***** DATA

PR #572, opened 2022-03-17
Add minValue and maxValue to ApplicationCommandOption

### LINKED ISSUE #556: Missing minValue and maxValue fields in ApplicationCommandOption
`ApplicationCommandOption` is missing the properties `minValue` and `maxValues` used for `INTEGER` and `NUMBER` command options:

https://discord.com/developers/docs/interactions/application-commands#application-command-object-application-command-option-structure

DRSchlaubi:
Fix #556﻿

### DIFF
--- a/core/src/main/kotlin/behavior/interaction/AutoCompleteInteractionBehavior.kt
+++ b/core/src/main/kotlin/behavior/interaction/AutoCompleteInteractionBehavior.kt
@@ -4,8 +4,8 @@ import dev.kord.common.entity.Choice
 import dev.kord.common.entity.DiscordAutoComplete
 import dev.kord.core.entity.interaction.AutoCompleteInteraction
 import dev.kord.core.supplier.EntitySupplyStrategy
-import dev.kord.rest.builder.interaction.IntChoiceBuilder
-import dev.kord.rest.builder.interaction.NumberChoiceBuilder
+import dev.kord.rest.builder.interaction.IntegerOptionBuilder
+import dev.kord.rest.builder.interaction.NumberOptionBuilder
 import dev.kord.rest.builder.interaction.StringChoiceBuilder
 import kotlin.contracts.InvocationKind
 import kotlin.contracts.contract
@@ -28,9 +28,9 @@ public interface AutoCompleteInteractionBehavior : DataInteractionBehavior {
  *
  * The provided choices are only suggestions and the user can provide any other input as well.
  *
- * @see IntChoiceBuilder
+ * @see IntegerOptionBuilder
  */
-public suspend inline fun AutoCompleteInteractionBehavior.suggestInt(builder: IntChoiceBuilder.() -> Unit) {
+public suspend inline fun AutoCompleteInteractionBehavior.suggestInt(builder: IntegerOptionBuilder.() -> Unit) {
     contract {
         callsInPlace(builder, InvocationKind.EXACTLY_ONCE)
     }
@@ -43,9 +43,9 @@ public suspend inline fun AutoCompleteInteractionBehavior.suggestInt(builder: In
  *
  * The provided choices are only suggestions and the user can provide any other input as well.
  *
- * @see NumberChoiceBuilder
+ * @see NumberOptionBuilder
  */
-public suspend inline fun AutoCompleteInteractionBehavior.suggestNumber(builder: NumberChoiceBuilder.() -> Unit) {
+public suspend inline fun AutoCompleteInteractionBehavior.suggestNumber(builder: NumberOptionBuilder.() -> Unit) {
     contract {
         callsInPlace(builder, InvocationKind.EXACTLY_ONCE)
     }
--- a/rest/src/main/kotlin/builder/interaction/OptionsBuilder.kt
+++ b/rest/src/main/kotlin/builder/interaction/OptionsBuilder.kt
@@ -111,11 +111,11 @@ public sealed class NumericOptionBuilder<T : Number>(
 }
 
 
-@Deprecated("Replaced by IntOptionBuilder", ReplaceWith("IntOptionBuilder"), DeprecationLevel.ERROR)
-public typealias IntChoiceBuilder = IntOptionBuilder
+@Deprecated("Replaced by IntegerOptionBuilder", ReplaceWith("IntegerOptionBuilder"), DeprecationLevel.ERROR)
+public typealias IntChoiceBuilder = IntegerOptionBuilder
 
 @KordDsl
-public class IntOptionBuilder(name: String, description: String) :
+public class IntegerOptionBuilder(name: String, description: String) :
     NumericOptionBuilder<Long>(name, description, ApplicationCommandOptionType.Integer) {
 
     override fun choice(name: String, value: Long) {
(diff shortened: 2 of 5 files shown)


rest/src/main/kotlin/builder/interaction/OptionsBuilder.kt
```diff
@@ -71,20 +73,62 @@ public sealed class BaseChoiceBuilder<T>(
...
+        default = _default,
+        autocomplete = _autocomplete,
+        minValue = _minValue.map { JsonPrimitive(it) },
+        maxValue = _maxValue.map { JsonPrimitive(it) },
+    )
+}
+
+
+@Deprecated("Replaced by IntOptionBuilder", ReplaceWith("IntOptionBuilder"))
+public typealias IntChoiceBuilder = IntOptionBuilder
```
HopeBaron, line 114: I guess this will break bytecode either way.

rest/src/main/kotlin/builder/interaction/OptionsBuilder.kt
```diff
@@ -71,20 +73,62 @@ public sealed class BaseChoiceBuilder<T>(
...
+    NumericOptionBuilder<Long>(name, description, ApplicationCommandOptionType.Integer) {
 
     override fun choice(name: String, value: Long) {
         if (choices == null) choices = mutableListOf()
         choices!!.add(Choice.IntChoice(name, value))
     }
 }
 
+@Deprecated("Replaced by IntOptionBuilder", ReplaceWith("NumberOptionBuilder"))
+public typealias NumberChoiceBuilder = NumberOptionBuilder
```
HopeBaron, line 127: Same here

rest/src/main/kotlin/builder/interaction/OptionsBuilder.kt
```diff
@@ -71,20 +73,62 @@ public sealed class BaseChoiceBuilder<T>(
...
+
+
+@Deprecated("Replaced by IntOptionBuilder", ReplaceWith("IntOptionBuilder"))
+public typealias IntChoiceBuilder = IntOptionBuilder
+
 @KordDsl
-public class IntChoiceBuilder(name: String, description: String) :
-    BaseChoiceBuilder<Long>(name, description, ApplicationCommandOptionType.Integer) {
+public class IntOptionBuilder(name: String, description: String) :
+    NumericOptionBuilder<Long>(name, description, ApplicationCommandOptionType.Integer) {
```
Lukellmann, line 118: If you already rename this, I would suggest `IntegerOptionBuilder`, it makes the distinction from `Int` clearer, we already have `ApplicationCommandOptionType.Integer`, `IntegerArgument` and `IntegerOptionValue`.

rest/src/main/kotlin/builder/interaction/OptionsBuilder.kt
Lukellmann, line 127:
```suggestion
@Deprecated("Replaced by IntOptionBuilder", ReplaceWith("NumberOptionBuilder"), DeprecationLevel.ERROR)
public typealias NumberChoiceBuilder = NumberOptionBuilder
```
same here

Lukellmann (changes requested):

rest/src/main/kotlin/builder/interaction/OptionsBuilder.kt
DRSchlaubi: I was supposed to not break the source code

rest/src/main/kotlin/builder/interaction/OptionsBuilder.kt
```diff
@@ -55,7 +57,7 @@ public sealed class BaseChoiceBuilder<T>(
     // TODO We can change these types to Optional<MutableList<Choice<T>>> and MutableList<Choice<T>> once
     //  https://youtrack.jetbrains.com/issue/KT-51045 is fixed.
     //  The bug from that issue prevents you from setting BaseChoiceBuilder<*>.choices to `null`.
-    private var _choices: Optional<MutableList<Choice<*>>> = Optional.Missing()
+    internal var _choices: Optional<MutableList<Choice<*>>> = Optional.Missing()
```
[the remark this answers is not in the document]
DRSchlaubi: I actually needed to revert this since changing it to protected makes ::_choices be a KProperty0, rather than a KMutableProperty0

core/src/main/kotlin/behavior/interaction/AutoCompleteInteractionBehavior.kt
```diff
@@ -28,9 +28,9 @@ public interface AutoCompleteInteractionBehavior : DataInteractionBehavior {
  *
  * The provided choices are only suggestions and the user can provide any other input as well.
  *
- * @see IntChoiceBuilder
+ * @see IntegerOptionBuilder
  */
-public suspend inline fun AutoCompleteInteractionBehavior.suggestInt(builder: IntChoiceBuilder.() -> Unit) {
+public suspend inline fun AutoCompleteInteractionBehavior.suggestInt(builder: IntegerOptionBuilder.() -> Unit) {
```
Lukellmann, line 33: this will also allow specifying min and max values (but they aren't used so it's probably fine)

Lukellmann (approved):

core/src/main/kotlin/behavior/interaction/AutoCompleteInteractionBehavior.kt
HopeBaron: Don't they allow defining ranges?

DRSchlaubi: AutoComplete suggestions provide a list of selectable inputs, so there is no range i guess

HopeBaron: should their be a BaseChoiceBuilder type for this then?

DRSchlaubi: IntegerOptionBuilder is used anyways, the only way would be to make 2 IntegerOptionBuilder and 2 NumberOptionBuilder, which seems a bit unnecessary

HopeBaron: what if we introduce an interface like, `RangedNumericOptionBuilder` and extends them; that only contains the min and max values
we won't introduce a new Double and Int values; instead we just use the one without values (interface) on the autocomplete functions and apply it to the one with ranges (complete type)

DRSchlaubi: That interfae is exactly what the NumericOptionBuilder is right now

the issue is that the int option builder is the same as the int choice builder

HopeBaron: Hmmm, we could go with this for now? (current implementation)
so we would need an additonal interface?

DRSchlaubi: We would need an additional class the interfaces are fine, but I doubt this will be a huge issue for now

HopeBaron: You are right, we can figure this out on the go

**********

PROBLEM DETAILS » Lines from the top of the data above through the line containing "is missing the" must be repeated exactly. All other lines stay out.

EXPECTED ANSWER »
PR #572, opened 2022-03-17
Add minValue and maxValue to ApplicationCommandOption

### LINKED ISSUE #556: Missing minValue and maxValue fields in ApplicationCommandOption
`ApplicationCommandOption` is missing the properties `minValue` and `maxValues` used for `INTEGER` and `NUMBER` command options:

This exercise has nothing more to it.